Saturday, August 20, 2011

How a shy Greek girl




Nowhere else in the world would the simple fact of standing beside a chef in a bikini make you a celebrity. And yet, that's exactly what happened to Ireland's current Model du jour, Georgia Salpa.

The now infamous press call for Food & Wine magazine last August, in which Georgia posed in a bikini beside top chef Neven Maguire, set off a Liveline-led national outrage which ended in an apology on the part of the magazine's publisher.

At the time, Georgia had been back living full-time in Ireland for about six months, after several years spent travelling. Things were going well, but she was still one of a number of girls -- including her good friends Nadia Forde, Sara Kavanagh and former Miss Universe Lynn Kelly -- regularly booked for promotional work.

"I just thought it was ridiculous," the 25-year-old says now. "If I saw girls, even Page Three girls, I wouldn't care. Like the Hunky Dorys ad, they're still moaning about it -- it's just so boring.

"It didn't actually bother me. They asked me to come dressed like a sexy waitress, so I brought a little black skirt and a shirt. And they said to bring a black bikini also. So for the whole shoot I was in my bikini. I think everyone was going mad because they didn't know why I would be," she muses. "And, I mean, why would I be, for no reason, like?"

Why would she be, indeed? By default rather than design, Georgia has become the face of a national conflict, an issue we regularly like to get our knickers in a twist about. Using sex to sell is nothing remotely new, but with the press call, a uniquely Irish phenomenon, we've brought it to its most blatant, most pared-down incarnation: product + semi-naked girl holding it = sales. And then we sit around indulging in orgies of hand wringing, questioning the morality of girls in their bikinis.

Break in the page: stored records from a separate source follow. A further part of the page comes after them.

PR #437, opened 2024-06-24
Qr based mpo finish up

Jakob-Unfried:


tests/test_truncation.py
```diff
@@ -123,32 +124,41 @@ def test_decompose_theta_qr_based(use_eig_based_svd):
...
+            # Check that approximated theta reproduces the original theta, up to error given by err_qr
+            if list(form) == ['A', 'B']:
+                theta_approx = renormalize_qr * npc.tensordot(T_L.scale_axis(S_qr, 'vR'), T_R, ['vR', 'vL'])
+            elif list(form) in [['Th', 'B'], ['A', 'Th']]:
+                theta_approx = renormalize_qr * npc.tensordot(T_L, T_R, ['vR', 'vL'])
+            else:
+                raise NotImplementedError
+            norm_err = npc.norm(theta_approx - theta.split_legs())
+            expect_err = np.sqrt(err_qr.eps) * npc.norm(theta)
+            assert abs(norm_err - expect_err) < 1e-6  # TODO we dont compute exactly this eps!!!
```
MartinHefel, line 144: Why not just:
```suggestion
assert err_qr.eps < tol
```
because the error is already calculated in that way ([here](https://github.com/tenpy/tenpy/blob/99124cfa7882e86ff3620c3f0bde704191179669/tenpy/algorithms/truncation.py#L609)) in theory we just have to check if `eps` really is small, right? If there is a better way to calculate the error, I would do it directly in `decompose_theta_qr_based`. Once we find "the best way" to calculate the error we can ensure that it is not accidentally changed in the future and add something like this:

```suggestion
    if list(form) == ['A', 'B']:
        theta_approx = npc.tensordot(T_L.scale_axis(S_qr, axis='vR'), T_R, ['vR', 'vL'])
    elif list(form) in [['Th', 'B'], ['A', 'Th']]:
        theta_approx = npc.tensordot(T_L, T_R, ['vR', 'vL'])
    expect_err = npc.norm(theta/npc.norm(theta) - theta_approx) ** 2
    assert abs(expect_err - err_qr.eps) < tol
```
or whatever method we settle on. Maybe I am just missing something.

Jakob-Unfried: We should not do the first option, because the point is to test if that function does what it promises, so we should not assume that it does what it promises.

We should not do the second option, in my opinion, because that is *not* the definition of truncation_error in svd_theta

PR #439, opened 2024-06-26
Purification sampling

Jakob-Unfried:
Continuation of #434

### DIFF
--- a/doc/changelog/latest/purification_sampling.txt
+++ b/doc/changelog/latest/purification_sampling.txt
@@ -1,0 +1,2 @@
+- Implement :meth:`~tenpy.networks.purification_mps.PurificationMPS.sample_measurements` for
+  :class:`~tenpy.networks.purification_mps.PurificationMPS`.
--- a/tenpy/networks/mps.py
+++ b/tenpy/networks/mps.py
@@ -3681,8 +3681,8 @@ class MPS(BaseMPSExpectationValue):
         norm_tol : float
             Tolerance
         complex_amplitude : bool
-            Do we return the amplitude (True) of the sampled bit string or the probability (False),
-            which is the |amplitude|**2.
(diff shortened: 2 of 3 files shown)


Jakob-Unfried:
One more thing i just realized: the purification version returns probabilities, the MPS version complex weights.
That is not ideal...

Ideas how to unify this? @jhauschild @sajantanand ?

sajantanand:
I couldn't think of a way to do this since when sampling the purification MPS, it seemed most natural to accumulate the probability from the RDMs on each site (whether they are for the physical leg or the ancilla leg). While one could calculate a complex weight in the case of sampling both physical and ancilla leg, I don't know if this would be useful.

Then again, if one samples the ancilla leg, the probability returned isn't useful either.

Jakob-Unfried:
Reminder to merge
https://github.com/tenpy/tenpy_notebooks/pull/4
and commit the submodule update

Jakob-Unfried:
I agree that it makes sense for the purification version to work with probabilities. i am just wondering how to avoid confusion. there is a string expectation that the return value has the same meaning as in the superclass.

maybe we could add an optional kwarg that controls what should be returned, complex amplitude or probability? if the default is "complex amplitude", we retain backwards compatibility for the existing MPS functionality. the purification version would just raise in tjat case and tell you to put "probability"

@jhauschild ?

sajantanand:
I added the functionality you described.

Jakob-Unfried:
Great! If the actions complete, this is ready to merge =)

Jakob-Unfried:
Turns out the notebook takes too long to run to be useful in pytest.
I marked most cells to be skipped by pytest.
The one non-trivial cell that does run guarantees that 
a) the sampling code runs without error
b) the distance between the observables is not too large

For future reference, any notebook cell with the tag `'skip-execution'` is skipped by ``pytest --nbmake``.

PR #444, opened 2024-07-16
Log and store trunaction errors for `RealTimeEvolution`

p-thoma:
Currently the truncation error is computed, but neither logged or saved for a `RealTimeEvolution`.
This PR logs the `TruncationError` (accumulated at least for eps and latest for ov) in the `run_algorithm` method of the `RealTimeEvolution` class - the logging could also be done at the level of the `TimeEvolutionAlgorithm` but logging the error for one individual step might be more useful here? 
In the `RealTimeEvolution` class, the ov and eps errors are also recorded as measurements (added to the `default_measurements` of that class).
Furthermore, the redundant (and confusing) logging line before running the engine in the `run_algorithm` method was removed, the same information is already logged by the `TimeEvolutionAlgorithm`.

Lastly, as some measurements can take quite a while, I thought it might be useful to also report the time it took for all measurements to complete (this was done in `make_measurements` of the `Simulation` class).

### DIFF
--- a/tenpy/simulations/simulation.py
+++ b/tenpy/simulations/simulation.py
@@ -659,8 +659,11 @@ class Simulation:
     def make_measurements(self):
         """Perform measurements and merge the results into ``self.results['measurements']``."""
         self.logger.info("make measurements")
+        m_start_time = time.time()
         results = self.perform_measurements()
         self._merge_measurement_results(results)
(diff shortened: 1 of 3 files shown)


jhauschild (approved):
Looks good, thanks!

On top of that, we elevate these girls to the status of national figures; turn them into household names for the merest triviality, then use them as whipping boys for the triviality, the awful Paris Hilton-isation, of modern society.

Not that any of this is remotely worrying Georgia -- she's far too busy carving out a successful modelling career, thank you very much.

"I think it's so stupid," she says, when I ask her how she feels about criticism of women in their bikinis. "Especially because newspapers and magazines in England or in Greece, they're naked and no one says anything. Here, it's only bikinis, it's not anything. I would never have a problem. And, to be honest, when I'm looking at a newspaper I'd be more looking at the girls. It's really weird," she says of our national sport of agonising over the ethics of women in their underwear.

Becoming the face of a nation's moral dilemma has done nothing to damage her career. Quite the opposite, in fact. Georgia is one of the last full-time Models standing.